Project description:Despite the success of antiretroviral therapy (ART), eradication of HIV-1 from brain reservoirs remains elusive. HIV-1 brain reservoirs include perivascular macrophages that are behind the blood-brain barrier and difficult to access by ART. Macrophages express transcription factor FOXO3a and the TNF superfamily cytokine TRAIL, which are known to target HIV-1-infected macrophages for viral inhibition. ONC201 is a novel and potent FOXO3a activator capable of inducing TRAIL. It can cross the blood-brain barrier, and has shown antitumor effects in clinical trials. We hypothesized that activation of FOXO3a/TRAIL by ONC201 will inhibit HIV-1 replication in macrophages.
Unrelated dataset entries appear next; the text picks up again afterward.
PR #31, opened 2021-08-09
Fix duplicate type names in proto

lujiajing1126:

image


wu-sheng:
Renaming is not the key. Add namespace and java package option.
Take a reference from SkyWalking protocol repository.

lujiajing1126:
> Renaming is not the key. Add namespace and java package option.
> Take a reference from SkyWalking protocol repository.

Sorry, I am confused. I suppose the conflict is due to the duplicated name for both Enum and Message defined in the `schema.proto`.

wu-sheng:
You said in Java, different proto files could have different Java package name, which could avoid this conflicts. 
Duplicate names are common, SkyWalking network proto could conflict with each other or banyandb too.

lujiajing1126:
> You said in Java, different proto files could have different Java package name, which could avoid this conflicts.
> Duplicate names are common, SkyWalking network proto could conflict with each other or banyandb too.

image

Emmm, but they are in the same file?

wu-sheng:
Same name? How go compiling passed? This seems not working in any language.

lujiajing1126:
> Same name? How go compiling passed? This seems not working in any language.

Seems strange, the compiler automatically adds prefixes to the enum values,

image

wu-sheng:
OK, and rename title and make change log corret.
Fix duplicate type names in proto.

lujiajing1126:
> OK, and rename title and make change log corret.
> Fix duplicate type names in proto.

Done.

hanahmily (approved):
It looks like only Go, protobuf native language, doesn't have this issue 😅

wu-sheng:
> It looks like only Go, protobuf native language, doesn't have this issue 😅

It is only go generator unreasonable fix. Like many go tools do.

PR #34, opened 2021-08-13
Move proto files to proper packages

hanahmily:
These changes help OAP use gRPC APIs properly. 


wu-sheng:
The latest requirements for protocol are included here, https://github.com/apache/skywalking/pull/7455

api/proto/banyandb/database/v1/schema.proto
```diff
@@ -44,10 +44,11 @@ message Duration {
 }
 
 enum FieldType {
-    FIELD_TYPE_STRING = 0;
-    FIELD_TYPE_INT = 1;
-    FIELD_TYPE_STRING_ARRAY = 2;
-    FIELD_TYPE_INT_ARRAY = 3;
+    FIELD_TYPE_UNSPECIFIED=0;
```
wu-sheng, line 47: This would break the client side. Notice, only add new index is healthy. So, please update the client side proto, and rebuild.

hanahmily: will pr the main repo soon

hanahmily: https://github.com/apache/skywalking/pull/7462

Using primary human monocyte-derived macrophages, we demonstrated that ONC201 dose-dependently decreased replication levels of both HIV-1 laboratory strain and primary strains as determined by HIV-1 reverse transcriptase activity assay. Consistent with data on HIV-1 replication, ONC201 also reduced intracellular and extracellular p24, viral RNA, and integrated HIV-1 DNA in infected macrophages. Blocking TRAIL or knockdown of FOXO3a with siRNA reversed ONC201-mediated HIV-1 suppression, suggesting that ONC201 inhibits HIV-1 through FOXO3a and TRAIL. The anti-HIV-1 effect of ONC201 was further validated in vivo in NOD/scid-IL-2Rgcnull mice. After intracranial injection of HIV-1-infected macrophages into the basal ganglia, we treated the mice daily with ONC201 through intraperitoneal injection for six days. ONC201 significantly decreased p24 levels in both the macrophages and the brain tissues, suggesting that ONC201 suppresses HIV-1 in vivo. Therefore, ONC201 can be a promising drug candidate to combat persistent HIV-1 infection in the brain.